Possible additional application in and out of Minecraft
The nine researchers see great potential in the recently tested Video PreTraining methodology. The concept can be easily transferred to other situations, it is said, and applications outside of video games are also conceivable. The advantage here is that the AI was designed to handle mouse and keyboard input. However, for further development of the neural network, the one starting on July 1 is also trusted. MineRL 2022 Contest. Participants can use the OpenAI model to train artificial intelligence for other specific goals; maybe this will soon lead to the first Netherite peak.

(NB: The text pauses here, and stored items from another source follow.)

PR #422, opened 2018-06-06
Media sharing tools

netpro2k:
Basic support for image/video/gltf interactables so we can start experimenting with them. Only really practical on desktop since there is no built in funcitonality for sourcing media, but instead media is inserted by url (by either pasting into the page, or using the button in the 2D HUD).

The media tools are disabled by default and must be flagged on with the `mediaTools` query paramter. Users do not need the paramter to see media, just to insert it.

This also includes the concept of "sticky" objects and "sticky zones". Sticky objects (all interactables for now) will stay flaoting in the air when released with minimal movement. They also will snap into "sticky zones" when they collide with them. Sticky zones can be put into environments.

All media requests (except those coming from our servers) are proxied through our media proxy, farspark. This is done primarily to ensure CORS headers are set correctly, but also has some added features for resolving media from some urls like imgur, giphy, and deviantart. It also has (and will continue to gain) the ability to parse certain kinds of files like PDFs into images, though the client doesnt yet make use of these.

GIFs were particularly hair to deal with. SInce there is no native support in WebGL for rendering GIF frames, the GIF frames must be manually parsed in javascript and then played back frame by frame on a texture. The parsing is done in a worker so should have fairly minimal impact on perf, and also serves as a nice simple test of using workers in our codebase. The parsing code is mostly pulled from `aframe-gif-texture` and is a bit messy, but does the job for now. We will likely want to investigate some performance enhancments like batching multiple GIF frames into single textures and using UV offsets to animate them, rather than swapping textures for each GIF frame.

Lastly this contians some fixes to `networked-counter` that were exposed while testing this, since its much easier to add and remvoe counted objects.

Some known followups that are out of scope for this PR but we want to do in the enar future:
- Get the duck spawners using this same code. Spawners should simply point at a gltf model they want to sapwn and then come in just like any other model using the media tools does.
- Now that there are more things to manipulate, the need for better manipulation tools, especially on non 6DOF devices is quite evident and needs some thinking
- Measure and improve performance. Only some basic profiling was done, but there are likely things that can get better, particularly with videos and gifs.
- Add some sort of loading indicator, epsecially during the initial reticulum/farspark lookup step, since this has no feedback at all
- Find a better solution for the hack added in `offset-relative-to`. This likely will be a networked-aframe patch.
- Actually start experiemnting with sticky-zones in some environments.

TODO:
- [x] Split `image-plus` up into multiple components for resizing, sleep behavior, and reorientation
- [x] Figure out how to deal with CSP issues
- [x] Error handling
- [x] Remvoe hardcoded sticky zones
- [x] Remove physics debugging
- [x] Whitelsit sticky zoens for use in gltf mdoels
- [x] Query param to flag these features on
- [x] Use the same delete button positioning as 3d objects
- [x] Consolidate content-type/url guessing into one spot
- [x] Make sure CSP gets updated to include farspark
- [x] Make sure media resolution calls use the right reticulum host
- [x] Figure out why videos continue playing audio after they are removed
- [x] Settle on a good value for sticky-object


src/hub.html
```diff
@@ -207,6 +224,7 @@
 
         <!-- Interactables -->
         <a-entity id="counter" networked-counter="max: 3; ttl: 120"></a-entity>
+        <a-entity id="media-counter" networked-counter="max: 3;"></a-entity>
```
johnshaughnessy: max: 300

src/components/image-plus.js
```diff
@@ -0,0 +1,74 @@
...
+    const geo = this.el.geometry;
+    let width, height;
+    if (geo && geo.width) {
+      if (geo.height && ratio > 1) {
+        width = geo.width / ratio;
+      } else {
+        height = geo.height * ratio;
+      }
+    } else if (geo && geo.height) {
+      width = geo.width / ratio;
```
johnshaughnessy: Unclear to me what the assumptions are for geo.height and geo.width. Seems like if this line runs, geo.width will be 0 or undefined

netpro2k: Ah yeah, this code is from https://github.com/chenzlabs/aframe-src-fit-component/blob/master/index.js never really went back and looked it over. The intent is that if the geometry has a fixed width and height, those are used as the bounds, otherwise if just one of them is defined, that is used as the bounds, otherwise 1 is used as the bounds.

src/components/sticky-object.js
```diff
@@ -0,0 +1,133 @@
+/* global THREE, CANNON, AFRAME */
+AFRAME.registerComponent("remove-object-button", {
```
johnshaughnessy: probably deserves its own file

src/react-components/info-dialog.js
```diff
@@ -184,6 +197,31 @@ class InfoDialog extends Component {
           </div>
         );
         break;
+      case InfoDialog.dialogTypes.add_media:
+        dialogTitle = "Add Media";
+        dialogBody = (
+          <div>
+            <div>Tip: You can paste media urls directly into hubs with ctrl+v</div>
```
johnshaughnessy: When we add this dialog to mobile we may change the tip to not say ctrl+v

src/hub.html
```diff
@@ -33,7 +33,7 @@
     <a-scene
         renderer="antialias: true"
         networked-scene="adapter: janus; audio: true; debug: true; connectOnLoad: false;"
-        physics="gravity: -6;"
+        physics="gravity: -6; debug: true;"
```
InfiniteLee: debug

src/hub.html
```diff
@@ -183,13 +160,75 @@
                     class="interactable"
                     super-networked-interactable="counter: #counter; mass: 1;"
                     body="type: dynamic; shape: none; mass: 1;"
+                    auto-scale-cannon-physics-body
                     grabbable
-                    stretchable="useWorldPosition: true;"
+                    stretchable="useWorldPosition: true; usePhysics: never"
```
InfiniteLee: why `usePhysics: never`?

src/components/image-plus.js
```diff
@@ -0,0 +1,251 @@
...
...2/GWSQQQYZZJBBBhlkkEEGGWSQQQYZZJBBBhlkkEEGGWSQb63j676waO/qqB7sfTwkr87LpUWLmqI7evQEyCBP470W/Xty2/xS8GMdQAYZZJBBBhlkkEEGGWSQQQYZZJBBBhlkkEEGGWSQQQb5f2xg4KMwZ05DLmW5jiPf/xSGZrpjJ2/s+YjpyJGRLJBXpF3KEMj1WsPGyZC8cnVmW7I9y3PuT+pwQAYZZJBBBhlkkEEGGWSQQQYZZJBBBhlkkEEGGWSQQQYZZJAj+nXbhhCWJ1Gdf3tdsSGfuxaSq9fj+vIayCCDDDLIIIMMMsgggwwyyCCDDDLIIIMMMsgggwwyyCCDDDLI2SD/sm0iTJbORXXliW3hr+aGqC6sf6z+IL+Wtimy538MySOfxtU00J0+lsbI7gL5tiD/HC6Xzkd1tdQRvXpffKmp2JuGnj2drrR7YtuRFHxABhlkkEEGGWSQQQYZZJBBBhlkkEEGGWSQQQYZZJBBriXIk6Wz4UrpcFR/PvVh+D3FHNOF9cvzg/zAqpDcs7L63ffi3mTZnuaoFn98f05+FqedzBDIWatgjl29K3szcoPc0JDXWSZv1cBC2Jw4QwRkkEEGGWSQQQYZZJBBBhlkkEEGGWSQQQYZZJBBBhnkaVX5ObuyNyOmyr+zK68aiC0L5Llz522dQlftlsY/j/Gnp57Jf1Yun3kO5BqCnA39uejVu1IGyNeHh882zvSymULuyHDNfSCDDDLIIIMMMsgggwwyyCCDDDLIIIMMMsgggwwyyCCDfGufbdoX3r1384z23oLXJ0Mp2RHbTRgxne4YHh6+E+RZALmtbUNem2qydCkp8IAMMsgggwwyyCCDDDLIIIMMMsgggwwyyCCDDDLIIIMM8vQh9/TsCq2t66IqlVZMJDcP/a52XbUAbmxs/IX0nrxR7crl8WMg5ww5Y31FXjlTcOUaOC4CZJBBBhlkkEEGGWSQQQYZZJBBBhlkkEEGGWSQQQYZ5FkDeWRkvH10dHys2qUPur3IkFNEu/K4bzne42JDNrNmQDYgg2xABtmAbAzIBmSQDcggG5BBNiAbkGsR8pq0xsju8Iz/mbsz3Ld6a009Qq63k+trZf5IZv69HbUSyCCDDDLIIIMMMsgGZJBBBhlkkEEGGWSQQQYZZJBBBhnkQkH+Gygybr0mifUnAAAAAElFTkSuQmCC";
```
InfiniteLee: why is this base64 hard-coded into this class?

src/components/networked-counter.js
```diff
@@ -6,130 +6,90 @@
...
-    const grabEventListener = this._onGrabbed.bind(this, id);
-    const releaseEventListener = this._onReleased.bind(this, id);
+    const grabEventListener = this._onGrabbed.bind(this, el);
+    const releaseEventListener = this._onReleased.bind(this, el);
 
-    this.queue[id] = {
-      ts: now,
-      el: networkedEl,
+    this.registeredEls.set(el, {
+      ts: Date.now(),
```
InfiniteLee: this is called `timeout` in remove() but `ts` here

src/components/image-plus.js
netpro2k: Don't want to actually request an image since its an error image adn never want that to fail. I did mean to use webpack to do the inlining though. Will fix.

src/hub.html
netpro2k: Yep, have that in the todo items to remove, its left on to help test during review

src/hub.html
johnshaughnessy: The `stretchable` component's adjustment of the cannon body's shapes' scale is redundant with `auto-scale-cannon-physics-body`, but cannot be used at the same time because of the way it calculates the desired scale (It does something like current (cannon shape) scale * delta, instead of current (entity) scale * shape component's half-extents or radius).
Stretchable thus changes the scales of the objects in cannon land but those changes don't get networked. I wrote `auto-scale-cannon-physics-body` to solve this problem by telling super-hands to only adjust the entity's scale and then change the cannon shapes' scale independently (and on both ends of the network).

src/components/auto-scale-cannon-physics-body.js
```diff
@@ -0,0 +1,27 @@
...
+    const scale = this.el.object3D.scale;
+    // Note: This only checks if the LOCAL scale of the object3D changes.
+    if (!almostEquals(0.001, scale, this.prevScale)) {
+      this.prevScale.copy(scale);
+      this.nextUpdateTime = t + 100;
+    }
+
+    if (this.nextUpdateTime > 0 && t > this.nextUpdateTime) {
+      this.nextUpdateTime = -1;
+      this.body.updateCannonScale();
```
johnshaughnessy: https://github.com/MozillaReality/aframe-physics-system/pull/1/files#diff-05cac4c808e28a4aa74a21cbd940a996R139

src/components/remove-networked-object-button.js
```diff
@@ -0,0 +1,21 @@
+AFRAME.registerComponent("remove-networked-object-button", {
+  init() {
+    this.onClick = () => {
+      // const texture = this.targetEl.getObject3D("mesh").material.map;
```
InfiniteLee: remove unused code

src/hub.html
InfiniteLee: 👍

src/components/sticky-object.js
```diff
@@ -0,0 +1,123 @@
...
+  },
+
+  play() {
+    this.el.addEventListener("grab-start", this._onGrab);
+    this.el.addEventListener("grab-end", this._onRelease);
+    this.el.addEventListener("body-loaded", this._onBodyLoaded);
+  },
+
+  pause() {
+    this.el.removeEventListener("grab-start", this._onGrab);
```
InfiniteLee: should `remove` be called in this case?

src/vendor/GLTFLoader.js
```diff
@@ -9,6 +9,8 @@
  * @author Don McCurdy / https://www.donmccurdy.com
```
InfiniteLee: may want to amend this, given the changes

src/components/image-plus.js
```diff
@@ -0,0 +1,252 @@
...
+
+      if (textureCache.has(url)) {
+        const cacheItem = textureCache.get(url);
+        texture = cacheItem.texture;
+        cacheItem.count++;
+      } else {
+        if (url === "error") {
+          texture = errorTexture;
+        } else if (contentType === "image/gif") {
+          console.log("load gif", contentType);
```
InfiniteLee: are these console.logs necessary for production?

src/components/image-plus.js
```diff
@@ -0,0 +1,252 @@
...
+    });
+  },
+
+  loadVideo(url) {
+    return new Promise((resolve, reject) => {
+      const videoEl = createVideoEl(url);
+
+      const texture = new THREE.VideoTexture(videoEl);
+      texture.minFilter = THREE.LinearFilter;
+      videoEl.addEventListener("loadedmetadata", () => resolve(texture));
```
InfiniteLee:
```
videoEl.addEventListener("loadedmetadata", () => resolve(texture), {once: true});
```

src/components/sticky-object.js
```diff
@@ -0,0 +1,123 @@
...
+    this.worldPosition = new THREE.Vector3();
+    this.el.object3D.getWorldQuaternion(this.worldQuaternion);
+    this.el.object3D.getWorldPosition(this.worldPosition);
+
+    const dir = new THREE.Vector3(0, 0, 5).applyQuaternion(this.el.object3D.quaternion);
+    this.bootImpulsePosition = new CANNON.Vec3(0, 0, 0);
+    this.bootImpulse = new CANNON.Vec3();
+    this.bootImpulse.copy(dir);
+
+    this.el.addEventListener("collisions", e => {
```
InfiniteLee: This listener should be cleaned up in `remove` (move the callback into its own bound function?)

src/components/auto-scale-cannon-physics-body.js
```diff
@@ -0,0 +1,27 @@
...
+  init() {
+    this.body = this.el.components["body"];
+    this.prevScale = this.el.object3D.scale.clone();
+    this.nextUpdateTime = -1;
+  },
+
+  tick(t) {
+    const scale = this.el.object3D.scale;
+    // Note: This only checks if the LOCAL scale of the object3D changes.
+    if (!almostEquals(0.001, scale, this.prevScale)) {
```
InfiniteLee: `0.001` should maybe be defined in the schema

src/components/auto-scale-cannon-physics-body.js
```diff
@@ -0,0 +1,27 @@
...
+      this.prevScale.copy(scale);
+      this.nextUpdateTime = t + 100;
```
InfiniteLee: `100` should also probably be defined in the schema

src/workers/gifparsing.worker.js
```diff
@@ -0,0 +1,72 @@
+/**
```
InfiniteLee: I know this was mostly copied from that gtk2k repo, but this file really could use some documentation

src/components/image-plus.js
johnshaughnessy: no I think not

src/components/image-plus.js
johnshaughnessy: woah, that's useful. I didn't know about that `once` flag

src/workers/gifparsing.worker.js
johnshaughnessy: Are you telling me that
`    pos += 13 + +!!(gif[10] & 0x80) * Math.pow(2, (gif[10] & 0x07) + 1) * 3;`
isn't _self documenting_?

jk. I didn't read this code. I'd have to refer to http://www.onicos.com/staff/iz/formats/gif.html or something similar to understand it. @netpro2k ?

johnshaughnessy: This also seems like a good resource (but I haven't read it). http://commandlinefanatic.com/cgi-bin/showarticle.cgi?article=art011

src/components/sticky-object.js
johnshaughnessy: Hmm... how come? I thought something that's stuck would remain stuck through the pause.

src/components/auto-box-collider.js
```diff
@@ -0,0 +1,46 @@
+AFRAME.registerComponent("auto-box-collider", {
+  schema: {
+    resize: { default: false },
+    resizeLength: { default: 0.5 }
+  },
+
+  init() {
+    this.onLoaded = this.onLoaded.bind(this);
+    this.el.addEventListener("model-loaded", this.onLoaded);
```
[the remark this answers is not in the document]
johnshaughnessy: Good point. It might get removed before `model-loaded` fires. I moved it to `remove`. That's sufficient because `onLoaded` calls `removeAttribute`.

VPT paves the way to enable agents to learn how to act by watching the vast amount of video on the Internet. Compared to generative video modeling or contrastive methods that would only produce representational antecedents, VPT offers the exciting possibility of directly learning large-scale behavioral antecedents in more domains than just language. While we only experimented in Minecraft, the game is very open and the native human interface (mouse and keyboard) is very generic, so we think our results bode well for other similar domains, for example, the use of computers.
We are also opening up our contractor data, the Minecraft environment, model code, and model weights, which we hope will help future VPT research. Additionally, this year we have partnered with the MineRL NeurIPS competition. Contestants can use and refine our models to try to solve many difficult tasks in Minecraft.
Was this article interesting, useful, or both? Publishers are happy with any ComputerBase Pro support and ad blockers disabled. More information about ads on ComputerBase.
Introvert. Beer guru. Communicator. Travel fanatic. Web advocate. Certified alcohol geek. Tv buff. Subtly charming internet aficionado.